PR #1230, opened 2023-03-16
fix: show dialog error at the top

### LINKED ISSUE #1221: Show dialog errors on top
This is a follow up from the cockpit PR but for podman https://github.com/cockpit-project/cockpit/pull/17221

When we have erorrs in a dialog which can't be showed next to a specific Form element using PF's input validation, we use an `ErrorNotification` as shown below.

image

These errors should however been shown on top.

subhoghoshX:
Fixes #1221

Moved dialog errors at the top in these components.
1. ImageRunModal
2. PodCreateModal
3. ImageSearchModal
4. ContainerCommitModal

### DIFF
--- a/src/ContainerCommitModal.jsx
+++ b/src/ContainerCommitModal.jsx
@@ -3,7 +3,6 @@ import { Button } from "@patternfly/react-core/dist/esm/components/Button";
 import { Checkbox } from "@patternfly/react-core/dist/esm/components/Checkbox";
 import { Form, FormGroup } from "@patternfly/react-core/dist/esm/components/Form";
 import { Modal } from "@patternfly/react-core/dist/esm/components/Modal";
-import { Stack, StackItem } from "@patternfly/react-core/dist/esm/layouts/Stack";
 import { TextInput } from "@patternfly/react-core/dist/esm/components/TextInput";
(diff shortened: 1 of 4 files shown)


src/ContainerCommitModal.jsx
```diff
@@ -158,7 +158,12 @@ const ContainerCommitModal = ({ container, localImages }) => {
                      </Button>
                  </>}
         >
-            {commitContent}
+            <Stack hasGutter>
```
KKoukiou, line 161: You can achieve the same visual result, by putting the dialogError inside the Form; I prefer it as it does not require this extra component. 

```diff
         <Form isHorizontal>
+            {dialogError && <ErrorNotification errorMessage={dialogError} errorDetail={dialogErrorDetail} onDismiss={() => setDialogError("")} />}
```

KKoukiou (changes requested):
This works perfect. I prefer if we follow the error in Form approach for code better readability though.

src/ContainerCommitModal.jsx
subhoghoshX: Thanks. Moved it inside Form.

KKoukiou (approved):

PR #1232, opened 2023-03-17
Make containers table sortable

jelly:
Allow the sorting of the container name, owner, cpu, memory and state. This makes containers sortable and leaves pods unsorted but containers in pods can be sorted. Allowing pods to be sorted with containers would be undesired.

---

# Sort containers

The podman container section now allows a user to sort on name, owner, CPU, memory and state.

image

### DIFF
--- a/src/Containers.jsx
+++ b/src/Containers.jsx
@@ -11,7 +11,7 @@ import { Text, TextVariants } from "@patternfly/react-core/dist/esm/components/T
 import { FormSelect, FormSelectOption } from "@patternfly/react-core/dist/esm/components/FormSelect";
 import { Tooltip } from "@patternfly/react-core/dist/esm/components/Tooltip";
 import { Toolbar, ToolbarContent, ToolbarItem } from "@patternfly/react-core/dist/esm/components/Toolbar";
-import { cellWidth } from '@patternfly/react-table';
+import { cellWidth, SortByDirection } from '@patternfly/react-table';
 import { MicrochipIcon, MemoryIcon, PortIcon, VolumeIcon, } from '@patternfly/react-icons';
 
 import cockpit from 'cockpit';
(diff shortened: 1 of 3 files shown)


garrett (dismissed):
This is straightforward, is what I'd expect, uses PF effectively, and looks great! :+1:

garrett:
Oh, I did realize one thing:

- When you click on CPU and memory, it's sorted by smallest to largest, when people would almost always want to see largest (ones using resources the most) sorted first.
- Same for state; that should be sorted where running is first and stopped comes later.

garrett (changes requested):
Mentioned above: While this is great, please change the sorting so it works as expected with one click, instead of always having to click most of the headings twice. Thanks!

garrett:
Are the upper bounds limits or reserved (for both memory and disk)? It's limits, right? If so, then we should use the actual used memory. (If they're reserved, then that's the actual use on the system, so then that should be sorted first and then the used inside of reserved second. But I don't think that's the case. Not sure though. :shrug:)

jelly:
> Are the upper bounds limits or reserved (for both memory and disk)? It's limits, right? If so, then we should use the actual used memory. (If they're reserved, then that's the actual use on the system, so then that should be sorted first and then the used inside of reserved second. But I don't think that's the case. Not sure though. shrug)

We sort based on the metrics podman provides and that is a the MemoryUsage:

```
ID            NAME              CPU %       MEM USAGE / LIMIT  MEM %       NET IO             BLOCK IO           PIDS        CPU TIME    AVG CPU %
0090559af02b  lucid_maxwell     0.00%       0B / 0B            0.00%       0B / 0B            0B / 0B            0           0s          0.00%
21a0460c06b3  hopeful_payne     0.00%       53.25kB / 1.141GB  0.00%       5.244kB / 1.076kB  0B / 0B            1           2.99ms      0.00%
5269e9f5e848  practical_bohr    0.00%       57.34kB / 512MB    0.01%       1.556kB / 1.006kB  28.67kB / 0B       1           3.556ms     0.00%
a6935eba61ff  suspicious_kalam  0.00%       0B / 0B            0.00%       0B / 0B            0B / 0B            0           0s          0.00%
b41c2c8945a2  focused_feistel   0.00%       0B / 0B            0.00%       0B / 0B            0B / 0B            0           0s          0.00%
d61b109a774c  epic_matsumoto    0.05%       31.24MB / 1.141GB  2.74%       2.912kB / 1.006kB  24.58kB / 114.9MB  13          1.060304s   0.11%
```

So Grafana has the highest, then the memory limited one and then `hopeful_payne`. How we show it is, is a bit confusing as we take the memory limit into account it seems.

## Task statement
Please return all of the entries shown above, exactly as they stand.

## Task solution
PR #1230, opened 2023-03-16
fix: show dialog error at the top

### LINKED ISSUE #1221: Show dialog errors on top
This is a follow up from the cockpit PR but for podman https://github.com/cockpit-project/cockpit/pull/17221

When we have erorrs in a dialog which can't be showed next to a specific Form element using PF's input validation, we use an `ErrorNotification` as shown below.

image

These errors should however been shown on top.

subhoghoshX:
Fixes #1221

Moved dialog errors at the top in these components.
1. ImageRunModal
2. PodCreateModal
3. ImageSearchModal
4. ContainerCommitModal

### DIFF
--- a/src/ContainerCommitModal.jsx
+++ b/src/ContainerCommitModal.jsx
@@ -3,7 +3,6 @@ import { Button } from "@patternfly/react-core/dist/esm/components/Button";
 import { Checkbox } from "@patternfly/react-core/dist/esm/components/Checkbox";
 import { Form, FormGroup } from "@patternfly/react-core/dist/esm/components/Form";
 import { Modal } from "@patternfly/react-core/dist/esm/components/Modal";
-import { Stack, StackItem } from "@patternfly/react-core/dist/esm/layouts/Stack";
 import { TextInput } from "@patternfly/react-core/dist/esm/components/TextInput";
(diff shortened: 1 of 4 files shown)


src/ContainerCommitModal.jsx
```diff
@@ -158,7 +158,12 @@ const ContainerCommitModal = ({ container, localImages }) => {
                      </Button>
                  </>}
         >
-            {commitContent}
+            <Stack hasGutter>
```
KKoukiou, line 161: You can achieve the same visual result, by putting the dialogError inside the Form; I prefer it as it does not require this extra component. 

```diff
         <Form isHorizontal>
+            {dialogError && <ErrorNotification errorMessage={dialogError} errorDetail={dialogErrorDetail} onDismiss={() => setDialogError("")} />}
```

KKoukiou (changes requested):
This works perfect. I prefer if we follow the error in Form approach for code better readability though.

src/ContainerCommitModal.jsx
subhoghoshX: Thanks. Moved it inside Form.

KKoukiou (approved):

PR #1232, opened 2023-03-17
Make containers table sortable

jelly:
Allow the sorting of the container name, owner, cpu, memory and state. This makes containers sortable and leaves pods unsorted but containers in pods can be sorted. Allowing pods to be sorted with containers would be undesired.

---

# Sort containers

The podman container section now allows a user to sort on name, owner, CPU, memory and state.

image

### DIFF
--- a/src/Containers.jsx
+++ b/src/Containers.jsx
@@ -11,7 +11,7 @@ import { Text, TextVariants } from "@patternfly/react-core/dist/esm/components/T
 import { FormSelect, FormSelectOption } from "@patternfly/react-core/dist/esm/components/FormSelect";
 import { Tooltip } from "@patternfly/react-core/dist/esm/components/Tooltip";
 import { Toolbar, ToolbarContent, ToolbarItem } from "@patternfly/react-core/dist/esm/components/Toolbar";
-import { cellWidth } from '@patternfly/react-table';
+import { cellWidth, SortByDirection } from '@patternfly/react-table';
 import { MicrochipIcon, MemoryIcon, PortIcon, VolumeIcon, } from '@patternfly/react-icons';
 
 import cockpit from 'cockpit';
(diff shortened: 1 of 3 files shown)


garrett (dismissed):
This is straightforward, is what I'd expect, uses PF effectively, and looks great! :+1:

garrett:
Oh, I did realize one thing:

- When you click on CPU and memory, it's sorted by smallest to largest, when people would almost always want to see largest (ones using resources the most) sorted first.
- Same for state; that should be sorted where running is first and stopped comes later.

garrett (changes requested):
Mentioned above: While this is great, please change the sorting so it works as expected with one click, instead of always having to click most of the headings twice. Thanks!

garrett:
Are the upper bounds limits or reserved (for both memory and disk)? It's limits, right? If so, then we should use the actual used memory. (If they're reserved, then that's the actual use on the system, so then that should be sorted first and then the used inside of reserved second. But I don't think that's the case. Not sure though. :shrug:)

jelly:
> Are the upper bounds limits or reserved (for both memory and disk)? It's limits, right? If so, then we should use the actual used memory. (If they're reserved, then that's the actual use on the system, so then that should be sorted first and then the used inside of reserved second. But I don't think that's the case. Not sure though. shrug)

We sort based on the metrics podman provides and that is a the MemoryUsage:

```
ID            NAME              CPU %       MEM USAGE / LIMIT  MEM %       NET IO             BLOCK IO           PIDS        CPU TIME    AVG CPU %
0090559af02b  lucid_maxwell     0.00%       0B / 0B            0.00%       0B / 0B            0B / 0B            0           0s          0.00%
21a0460c06b3  hopeful_payne     0.00%       53.25kB / 1.141GB  0.00%       5.244kB / 1.076kB  0B / 0B            1           2.99ms      0.00%
5269e9f5e848  practical_bohr    0.00%       57.34kB / 512MB    0.01%       1.556kB / 1.006kB  28.67kB / 0B       1           3.556ms     0.00%
a6935eba61ff  suspicious_kalam  0.00%       0B / 0B            0.00%       0B / 0B            0B / 0B            0           0s          0.00%
b41c2c8945a2  focused_feistel   0.00%       0B / 0B            0.00%       0B / 0B            0B / 0B            0           0s          0.00%
d61b109a774c  epic_matsumoto    0.05%       31.24MB / 1.141GB  2.74%       2.912kB / 1.006kB  24.58kB / 114.9MB  13          1.060304s   0.11%
```

So Grafana has the highest, then the memory limited one and then `hopeful_payne`. How we show it is, is a bit confusing as we take the memory limit into account it seems.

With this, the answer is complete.